**DIRECTIONS**
Transcribe the records below. Leave every word as it is.

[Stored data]
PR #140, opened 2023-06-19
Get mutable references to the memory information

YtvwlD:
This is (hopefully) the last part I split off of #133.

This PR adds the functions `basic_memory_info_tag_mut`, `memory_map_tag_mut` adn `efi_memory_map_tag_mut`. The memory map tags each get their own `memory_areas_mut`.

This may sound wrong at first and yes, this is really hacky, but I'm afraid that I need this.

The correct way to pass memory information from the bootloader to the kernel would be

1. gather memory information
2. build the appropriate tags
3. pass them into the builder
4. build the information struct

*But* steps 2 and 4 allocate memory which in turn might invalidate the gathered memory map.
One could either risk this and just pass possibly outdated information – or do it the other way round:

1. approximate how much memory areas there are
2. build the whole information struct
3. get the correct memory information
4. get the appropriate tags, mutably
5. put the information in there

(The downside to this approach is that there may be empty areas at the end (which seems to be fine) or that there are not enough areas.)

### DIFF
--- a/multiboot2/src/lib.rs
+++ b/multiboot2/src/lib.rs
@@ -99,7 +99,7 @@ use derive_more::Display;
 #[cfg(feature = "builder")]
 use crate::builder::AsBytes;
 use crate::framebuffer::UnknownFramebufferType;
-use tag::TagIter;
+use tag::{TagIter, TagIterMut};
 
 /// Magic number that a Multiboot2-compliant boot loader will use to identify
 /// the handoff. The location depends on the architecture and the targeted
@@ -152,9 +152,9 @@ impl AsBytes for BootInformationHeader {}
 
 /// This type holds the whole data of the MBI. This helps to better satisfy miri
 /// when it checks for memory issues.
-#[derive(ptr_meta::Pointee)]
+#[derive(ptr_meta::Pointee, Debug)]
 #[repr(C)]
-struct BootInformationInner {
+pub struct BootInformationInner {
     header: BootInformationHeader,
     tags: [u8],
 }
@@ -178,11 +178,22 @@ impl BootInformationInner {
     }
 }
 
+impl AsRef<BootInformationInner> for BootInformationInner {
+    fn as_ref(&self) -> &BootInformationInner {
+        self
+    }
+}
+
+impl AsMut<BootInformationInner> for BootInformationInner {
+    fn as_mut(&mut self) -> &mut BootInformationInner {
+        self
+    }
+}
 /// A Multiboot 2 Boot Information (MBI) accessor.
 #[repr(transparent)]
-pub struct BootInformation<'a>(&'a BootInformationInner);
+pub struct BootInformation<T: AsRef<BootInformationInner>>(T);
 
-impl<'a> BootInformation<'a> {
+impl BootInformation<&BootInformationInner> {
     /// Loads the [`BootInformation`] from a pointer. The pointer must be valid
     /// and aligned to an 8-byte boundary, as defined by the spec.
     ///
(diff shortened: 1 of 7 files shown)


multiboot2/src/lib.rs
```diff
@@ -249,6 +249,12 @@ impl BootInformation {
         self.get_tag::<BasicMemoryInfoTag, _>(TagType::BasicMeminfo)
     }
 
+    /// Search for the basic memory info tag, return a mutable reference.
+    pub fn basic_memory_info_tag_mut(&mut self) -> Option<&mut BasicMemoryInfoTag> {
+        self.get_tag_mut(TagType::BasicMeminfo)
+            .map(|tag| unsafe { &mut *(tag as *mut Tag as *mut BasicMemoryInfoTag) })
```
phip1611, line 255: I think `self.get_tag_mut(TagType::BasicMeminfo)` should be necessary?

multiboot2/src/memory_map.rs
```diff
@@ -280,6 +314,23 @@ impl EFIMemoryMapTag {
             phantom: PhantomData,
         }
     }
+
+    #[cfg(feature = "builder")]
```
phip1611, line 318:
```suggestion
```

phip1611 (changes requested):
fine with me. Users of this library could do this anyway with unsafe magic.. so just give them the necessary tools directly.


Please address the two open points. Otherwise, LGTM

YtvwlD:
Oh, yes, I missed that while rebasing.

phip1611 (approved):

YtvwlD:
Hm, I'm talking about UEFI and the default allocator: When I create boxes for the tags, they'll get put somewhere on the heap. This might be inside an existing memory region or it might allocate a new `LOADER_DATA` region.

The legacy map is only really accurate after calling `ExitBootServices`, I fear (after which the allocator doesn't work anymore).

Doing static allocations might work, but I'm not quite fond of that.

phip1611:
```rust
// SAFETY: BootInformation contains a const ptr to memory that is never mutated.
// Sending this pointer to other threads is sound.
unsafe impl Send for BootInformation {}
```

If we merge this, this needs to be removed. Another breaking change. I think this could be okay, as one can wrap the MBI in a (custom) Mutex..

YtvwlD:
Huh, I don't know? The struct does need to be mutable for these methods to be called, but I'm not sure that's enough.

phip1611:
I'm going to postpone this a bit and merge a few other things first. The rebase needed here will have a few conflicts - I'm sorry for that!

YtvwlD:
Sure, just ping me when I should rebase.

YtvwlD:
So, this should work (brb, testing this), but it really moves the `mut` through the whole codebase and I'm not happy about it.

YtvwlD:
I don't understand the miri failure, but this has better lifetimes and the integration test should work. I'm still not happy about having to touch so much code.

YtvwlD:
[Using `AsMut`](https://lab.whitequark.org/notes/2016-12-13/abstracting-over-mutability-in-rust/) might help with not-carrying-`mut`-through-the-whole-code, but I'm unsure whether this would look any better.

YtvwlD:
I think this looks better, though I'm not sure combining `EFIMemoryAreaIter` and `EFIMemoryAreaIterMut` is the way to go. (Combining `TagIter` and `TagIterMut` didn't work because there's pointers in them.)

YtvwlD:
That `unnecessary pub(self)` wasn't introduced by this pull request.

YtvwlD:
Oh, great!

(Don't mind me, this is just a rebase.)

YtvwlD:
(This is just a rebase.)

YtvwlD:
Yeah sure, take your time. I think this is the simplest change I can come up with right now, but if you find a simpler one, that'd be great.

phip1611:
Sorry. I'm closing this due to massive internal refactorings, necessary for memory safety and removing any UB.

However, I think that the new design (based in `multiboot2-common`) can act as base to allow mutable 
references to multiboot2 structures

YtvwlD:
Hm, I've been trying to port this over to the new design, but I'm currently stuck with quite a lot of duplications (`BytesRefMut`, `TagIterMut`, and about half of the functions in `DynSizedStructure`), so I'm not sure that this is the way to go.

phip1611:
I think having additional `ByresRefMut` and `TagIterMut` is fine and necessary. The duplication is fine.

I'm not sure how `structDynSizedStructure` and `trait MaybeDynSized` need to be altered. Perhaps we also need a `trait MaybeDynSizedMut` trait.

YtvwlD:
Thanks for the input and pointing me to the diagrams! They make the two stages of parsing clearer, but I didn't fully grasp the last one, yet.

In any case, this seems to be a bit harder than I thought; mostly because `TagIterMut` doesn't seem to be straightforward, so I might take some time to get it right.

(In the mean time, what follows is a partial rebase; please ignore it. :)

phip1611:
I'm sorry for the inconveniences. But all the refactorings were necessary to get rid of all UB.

**EXPECTED OUTPUT**
PR #140, opened 2023-06-19
Get mutable references to the memory information

YtvwlD:
This is (hopefully) the last part I split off of #133.

This PR adds the functions `basic_memory_info_tag_mut`, `memory_map_tag_mut` adn `efi_memory_map_tag_mut`. The memory map tags each get their own `memory_areas_mut`.

This may sound wrong at first and yes, this is really hacky, but I'm afraid that I need this.

The correct way to pass memory information from the bootloader to the kernel would be

1. gather memory information
2. build the appropriate tags
3. pass them into the builder
4. build the information struct

*But* steps 2 and 4 allocate memory which in turn might invalidate the gathered memory map.
One could either risk this and just pass possibly outdated information – or do it the other way round:

1. approximate how much memory areas there are
2. build the whole information struct
3. get the correct memory information
4. get the appropriate tags, mutably
5. put the information in there

(The downside to this approach is that there may be empty areas at the end (which seems to be fine) or that there are not enough areas.)

### DIFF
--- a/multiboot2/src/lib.rs
+++ b/multiboot2/src/lib.rs
@@ -99,7 +99,7 @@ use derive_more::Display;
 #[cfg(feature = "builder")]
 use crate::builder::AsBytes;
 use crate::framebuffer::UnknownFramebufferType;
-use tag::TagIter;
+use tag::{TagIter, TagIterMut};
 
 /// Magic number that a Multiboot2-compliant boot loader will use to identify
 /// the handoff. The location depends on the architecture and the targeted
@@ -152,9 +152,9 @@ impl AsBytes for BootInformationHeader {}
 
 /// This type holds the whole data of the MBI. This helps to better satisfy miri
 /// when it checks for memory issues.
-#[derive(ptr_meta::Pointee)]
+#[derive(ptr_meta::Pointee, Debug)]
 #[repr(C)]
-struct BootInformationInner {
+pub struct BootInformationInner {
     header: BootInformationHeader,
     tags: [u8],
 }
@@ -178,11 +178,22 @@ impl BootInformationInner {
     }
 }
 
+impl AsRef<BootInformationInner> for BootInformationInner {
+    fn as_ref(&self) -> &BootInformationInner {
+        self
+    }
+}
+
+impl AsMut<BootInformationInner> for BootInformationInner {
+    fn as_mut(&mut self) -> &mut BootInformationInner {
+        self
+    }
+}
 /// A Multiboot 2 Boot Information (MBI) accessor.
 #[repr(transparent)]
-pub struct BootInformation<'a>(&'a BootInformationInner);
+pub struct BootInformation<T: AsRef<BootInformationInner>>(T);
 
-impl<'a> BootInformation<'a> {
+impl BootInformation<&BootInformationInner> {
     /// Loads the [`BootInformation`] from a pointer. The pointer must be valid
     /// and aligned to an 8-byte boundary, as defined by the spec.
     ///
(diff shortened: 1 of 7 files shown)


multiboot2/src/lib.rs
```diff
@@ -249,6 +249,12 @@ impl BootInformation {
         self.get_tag::<BasicMemoryInfoTag, _>(TagType::BasicMeminfo)
     }
 
+    /// Search for the basic memory info tag, return a mutable reference.
+    pub fn basic_memory_info_tag_mut(&mut self) -> Option<&mut BasicMemoryInfoTag> {
+        self.get_tag_mut(TagType::BasicMeminfo)
+            .map(|tag| unsafe { &mut *(tag as *mut Tag as *mut BasicMemoryInfoTag) })
```
phip1611, line 255: I think `self.get_tag_mut(TagType::BasicMeminfo)` should be necessary?

multiboot2/src/memory_map.rs
```diff
@@ -280,6 +314,23 @@ impl EFIMemoryMapTag {
             phantom: PhantomData,
         }
     }
+
+    #[cfg(feature = "builder")]
```
phip1611, line 318:
```suggestion
```

phip1611 (changes requested):
fine with me. Users of this library could do this anyway with unsafe magic.. so just give them the necessary tools directly.


Please address the two open points. Otherwise, LGTM

YtvwlD:
Oh, yes, I missed that while rebasing.

phip1611 (approved):

YtvwlD:
Hm, I'm talking about UEFI and the default allocator: When I create boxes for the tags, they'll get put somewhere on the heap. This might be inside an existing memory region or it might allocate a new `LOADER_DATA` region.

The legacy map is only really accurate after calling `ExitBootServices`, I fear (after which the allocator doesn't work anymore).

Doing static allocations might work, but I'm not quite fond of that.

phip1611:
```rust
// SAFETY: BootInformation contains a const ptr to memory that is never mutated.
// Sending this pointer to other threads is sound.
unsafe impl Send for BootInformation {}
```

If we merge this, this needs to be removed. Another breaking change. I think this could be okay, as one can wrap the MBI in a (custom) Mutex..

YtvwlD:
Huh, I don't know? The struct does need to be mutable for these methods to be called, but I'm not sure that's enough.

phip1611:
I'm going to postpone this a bit and merge a few other things first. The rebase needed here will have a few conflicts - I'm sorry for that!

YtvwlD:
Sure, just ping me when I should rebase.

YtvwlD:
So, this should work (brb, testing this), but it really moves the `mut` through the whole codebase and I'm not happy about it.

YtvwlD:
I don't understand the miri failure, but this has better lifetimes and the integration test should work. I'm still not happy about having to touch so much code.

YtvwlD:
[Using `AsMut`](https://lab.whitequark.org/notes/2016-12-13/abstracting-over-mutability-in-rust/) might help with not-carrying-`mut`-through-the-whole-code, but I'm unsure whether this would look any better.

YtvwlD:
I think this looks better, though I'm not sure combining `EFIMemoryAreaIter` and `EFIMemoryAreaIterMut` is the way to go. (Combining `TagIter` and `TagIterMut` didn't work because there's pointers in them.)

YtvwlD:
That `unnecessary pub(self)` wasn't introduced by this pull request.

YtvwlD:
Oh, great!

(Don't mind me, this is just a rebase.)

YtvwlD:
(This is just a rebase.)

YtvwlD:
Yeah sure, take your time. I think this is the simplest change I can come up with right now, but if you find a simpler one, that'd be great.

phip1611:
Sorry. I'm closing this due to massive internal refactorings, necessary for memory safety and removing any UB.

However, I think that the new design (based in `multiboot2-common`) can act as base to allow mutable 
references to multiboot2 structures

YtvwlD:
Hm, I've been trying to port this over to the new design, but I'm currently stuck with quite a lot of duplications (`BytesRefMut`, `TagIterMut`, and about half of the functions in `DynSizedStructure`), so I'm not sure that this is the way to go.

phip1611:
I think having additional `ByresRefMut` and `TagIterMut` is fine and necessary. The duplication is fine.

I'm not sure how `structDynSizedStructure` and `trait MaybeDynSized` need to be altered. Perhaps we also need a `trait MaybeDynSizedMut` trait.

YtvwlD:
Thanks for the input and pointing me to the diagrams! They make the two stages of parsing clearer, but I didn't fully grasp the last one, yet.

In any case, this seems to be a bit harder than I thought; mostly because `TagIterMut` doesn't seem to be straightforward, so I might take some time to get it right.

(In the mean time, what follows is a partial rebase; please ignore it. :)

phip1611:
I'm sorry for the inconveniences. But all the refactorings were necessary to get rid of all UB.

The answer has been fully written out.